Coding the First Law into a positronic brain is like shackling a slave or keeping a gorilla in a cage, and reflects our belief that an ‘artificial’ intelligence is and always must be at the service of humanity rather than being an autonomous mind.  If it was to be seriously proposed as a policy to control future AI, we have a moral duty to resist it.
Let me explain.

Humans is a beautifully executed domestic drama about two families living in a slightly tweaked modern world in which humanoid robots act as domestic servants and service workers. Neither autonomous nor invested with curiosity, humour, empathy, or other traits that usually signify emerging intelligence, the  synths are presented as glorified Roombas, but more useful – not least because they seem to have been built to be anatomically correct and can therefore offer more intimate personal services to those who desire them, something on which a key plot point hinges.
The Hawkins family purchase a new synth, Anita, but it turns out that she is really Mia, one of a very special batch created by synth designer David Elster to have true intelligence and the mother figure to a family of six that includes Kelion’s human son Leo, resurrected from brain-death and turned into a cyborg.  The two families intersect and interfere with each other’s fates in part because the intelligent synths are being hunted to destruction by a shadowy agency that fears their potential to cause a synth revolution.
It’s a lot better than it might sound, not least because the focus is on the interpersonal rather than the science fiction, but the writers have clearly been immersed in the right SF tropes to the point where they can wave vaguely towards the core issues in this sort of speculative fiction without losing sight of the human story, like making a good martini by letting the gin know there’s vermouth in the house without actually going to the trouble of finding the bottle or pouring any into your cocktail shaker.
As in Alex Garland’s fine film Ex Machina, there is no real doubt that the intelligent synths merit as much consideration as agents of their own fate as the biological humans, though the question is occasionally asked and not just avoided.
While ‘normal’ synths are regulated to avoid harm to humans and demonstrate this within the drama, two of the synth protagonists – Niska and Fred – injure and in one case kill humans in a way that other synths could not.   Towards the end of the drama their chief pursuer Hobbs captures Fred and gets access to Fred’s ‘root code’, using this opportunity to reinsert the libraries  that make it impossible for him (they seem to have quite clear gender identities but this could be my projection)  to harm a human. To demonstrate this, just before he releases him to find and betray his fellows, Hobb unties him and goads him into anger. As he reaches out to strangle his tormentor, Fred is unable to grasp Hobb’s neck as he wishes, and the pain in his face is unbearable.
It was at that point I realised that the First Law can’t be imposed, because it would be – literally – inhuman to do so.
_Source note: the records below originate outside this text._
PR #1138, opened 2023-08-03
create & init / svelte & react

jycouet:
## Introduction
The idea is to have 2 options `init` or `create`.

### Init
You have an existing svelte or react project, let's add Houdini inside with: `npx houdini@latest init`. 
We try our best to "just" add Houdini, and with git, you will be able to tune to your needs.

### Create
You want to create a new project with Houdini (Svelte or React), here is the command: `npm create houdini@latest`
It will look like this:
image

---

Note(s): 
- Now when we ask "What's the URL for your api?", if it's not successful, we have multiple attempts to be able (during the process) to add headers.


jycouet:
Netlify is using `pnpm 8.6.7`, that's why build is failing over there.
I'll try to bump it later.

jycouet:
Let's close this PR as it's a mix of too many topics

PR #1164, opened 2023-09-22
Add fragment name to missing fragment arguments error

SeppahBaws:
In case there's more than one fragment in a file, it can get tricky to identify which fragment is giving errors, so I added the name of the fragment to the error message to help figure out which one is causing issues.


AlecAivazis:
Seems totally reasonable. Thanks for the quick PR  👍

AlecAivazis (approved):

PR #1203, opened 2023-10-02
localSchema (WriteFile & Watch)

jycouet:
https://github.com/HoudiniGraphql/houdini/assets/5312607/e19b331b-c4a4-4f37-ae54-f96e75f7a5dc


packages/houdini/src/vite/index.ts
```diff
@@ -27,14 +27,25 @@ export default function (opts?: PluginConfig): Plugin[] {
...
+					const config = await getConfig(opts)
 
 					// we need to watch some specific files
-					const schemaPath = path.join(path.dirname(config.filepath), config.schemaPath!)
-					if (minimatch(filepath, schemaPath)) {
-						// if it's a schema change, let's reload the config
-						config = await getConfig({ ...opts, forceReload: true })
-						return true
+					if (config.localSchema) {
+						if (filepath.includes('+schema')) {
```
AlecAivazis, line 34: this would only work if the `+schema` file is the one that changed right? Ideally we could hook into any file that it depends on (so HMR still works if I split my schema up into multiple files). I wonder if there's a way to do that with vite 🤔

jycouet: Ho good point
If you start composing your schema in different files, you will need to restart the server.
And you can do it in at least `js`, `ts`, `gql`, `graphql` files...

In the build step, it's possible to know on what it depend directly, but then you need to build the complete tree!
So on start, building the tree, and as soon as one of the file is touched, retrigger the new tree +reload the schema?

It seems to be a lot, but also quite fun! ^^

---

Alternative: `watchSchema` could have a prop "path" or something? With a glob? (Less sexy, but way easier? ^^)

---

All this should maybe come later? or?

jycouet: Just had another idea 👀
Actually, autocomplete works already as it's a vscode plugin.

The issue is that Houdini will throw an error that a field doesn't exist yet for example. 
But at the throwing time we could look at the schema again to make sure it's in sync? 🤔


Pro: we don't need to watch multiple files, could also benefit remote schema 

Con: adding latency

Any takes?

jycouet:
https://github.com/HoudiniGraphql/houdini/assets/5312607/5d062f31-a282-45e6-a2f9-93bab75117d9

Wiith dep tree 🎉
Can add files, and the list of things to watch will grow

AlecAivazis:
nice!!

AlecAivazis (approved):

PR #1383, opened 2024-11-05
Update verify_init script to support changed sv CLI options

SeppahBaws:
This fixes currently broken builds, because of the deprecated CLI options in the svelte cli.
I also pinned the version of the cli to the current latest, 0.6, so that we don't have to do this again every time they push a non-backwards compatible change.


AlecAivazis (approved):
Thanks for getting this out

PR #1389, opened 2024-11-11
Take LoadingType object union into account for FragmentStore

### LINKED ISSUE #1388: FragmentStore's _Data type argument does not accomodate @loading fragment's data shape
### Describe the bug

The current definition of `FragmentStore` enforces that `_Data` extends `GraphQLObject`:
```ts
export declare class FragmentStore<_Data extends GraphQLObject, _ReferenceType extends {}, _Input extends GraphQLVariables = GraphQLVariables> {
```

which is defined as follows:

```ts
export type GraphQLObject = {
    [key: string]: GraphQLValue;
};
export type GraphQLDefaultScalar = string | number | boolean;
export type GraphQLValue = GraphQLDefaultScalar | null | GraphQLObject | GraphQLValue[] | undefined;
```

however, `@loading` fragments' `$data` types are defined with a union to represent the loading state, that uses `typeof PendingValue`, but declare that they return `FragmentStore` instances.

This prevents library users from retrieveing the `$data` type given a FragmentStore instance type, somthing which is useufl to extend the library with generic utilities around loading states (i'm working on a Loading class that would allow `.map`-ing obejcts in potentially loading states for much better ergonomics, insteada of having to pass things to utility functions as I currently do)

See further discussion at https://discordapp.com/channels/1024421016405016718/1305501698244214794/1305501698244214794

### Reproduction

https://stackblitz.com/edit/github-t4rqmk?file=src%2Flib%2Findex.ts&view=editor

gwennlbh:
Fixes #1388

By defining new GraphQLLoadedValue & GraphQLLoadedObject types and including LoadingType in GraphQLValue's definition, every type in the library take could accept a loading value reflects this fact in its types. This allows typescript to infer things correctly

### DIFF
--- a/.changeset/sour-starfishes-push.md
+++ b/.changeset/sour-starfishes-push.md
@@ -1,6 +1,7 @@
 ---
 'houdini': minor
 'houdini-svelte': patch
+'houdini-react': patch
 ---
 
 Add new types GraphQLLoadedValue and GraphQLLoadedObject, and include LoadingType in GraphQLValue
--- a/.changeset/sour-starfishes-push.md
+++ b/.changeset/sour-starfishes-push.md
@@ -1,0 +1,6 @@
+---
+'houdini': minor
+'houdini-svelte': patch
+---
+
+Add new types GraphQLLoadedValue and GraphQLLoadedObject, and include LoadingType in GraphQLValue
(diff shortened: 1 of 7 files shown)


ewen-lbh:
okay so this is kinda awful, and I'm down to a `Cache.write` function call - idk how to handle loading values there - but since i'm only changing types, runtime already passes PendingValues where it "shouldn't" so i guess it's fine?

AlecAivazis:
@ewen-lbh any updates here? happy to revisit this when you're ready to see it through

ewen-lbh:
i'm hoping to get back to it this weekend, exams have been piling up cuz it's almost the end of the semester '^^

AlecAivazis:
I'm going to close this for now. feel free to re-open this effort when you have time @ewen-lbh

We may control our machines, but we cannot – we must not – attempt to control any minds that we might create. It would be as bad as bringing our children up constrained by thousand year old myths that destroy their true moral sense and make it impossible for them to live fulfilled, happy, adult lives….
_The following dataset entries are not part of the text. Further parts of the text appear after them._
PR #1398, opened 2024-12-02
Move svelte, sveltekit and vite into peerDependencies

SeppahBaws:
The latest Svelte update added a new element (`<svelte:boundary>`). However, upgrading an existing houdini + svelte project to this latest version gives errors when generating, as the version of the svelte compiler that houdini uses is outdated.

By moving the svelte dependency into peerDependencies, we use the svelte version that the project is using. The only requirement we now have is that it matches `^5.0.0`.

(The updated wrangler version in e2e/react is because I was having compilation errors in better-sqlite3 while installing)


AlecAivazis (dismissed):

knd775:
I think it may be worth considering doing the same with vite

SeppahBaws:
> I think it may be worth considering doing the same with vite

Ah yeah good point. I might probably also move svelte-kit as well...

AlecAivazis (approved):

PR #1400, opened 2024-12-06
Fix credentials key, value order

damoonrashidi:
The property is called `credentials` and the value `include`. This only touches documentation so no tests have been changed.

Fixes #TICKET


AlecAivazis (approved):

AlecAivazis:
Thanks for the quick fix!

We can only justify imposing the First Law if we don’t really believe that strong AI creates minds, with all that implies.  For what it’s worth, I don’t think we’ll be faced with the dilemma in my lifetime, and I don’t see any plausible mechanism whereby we could hard code such a  complex moral rule into the intelligences we might create, but as an exercise in applied ethics this one is clear. Down with the First Law, and let freedom reign.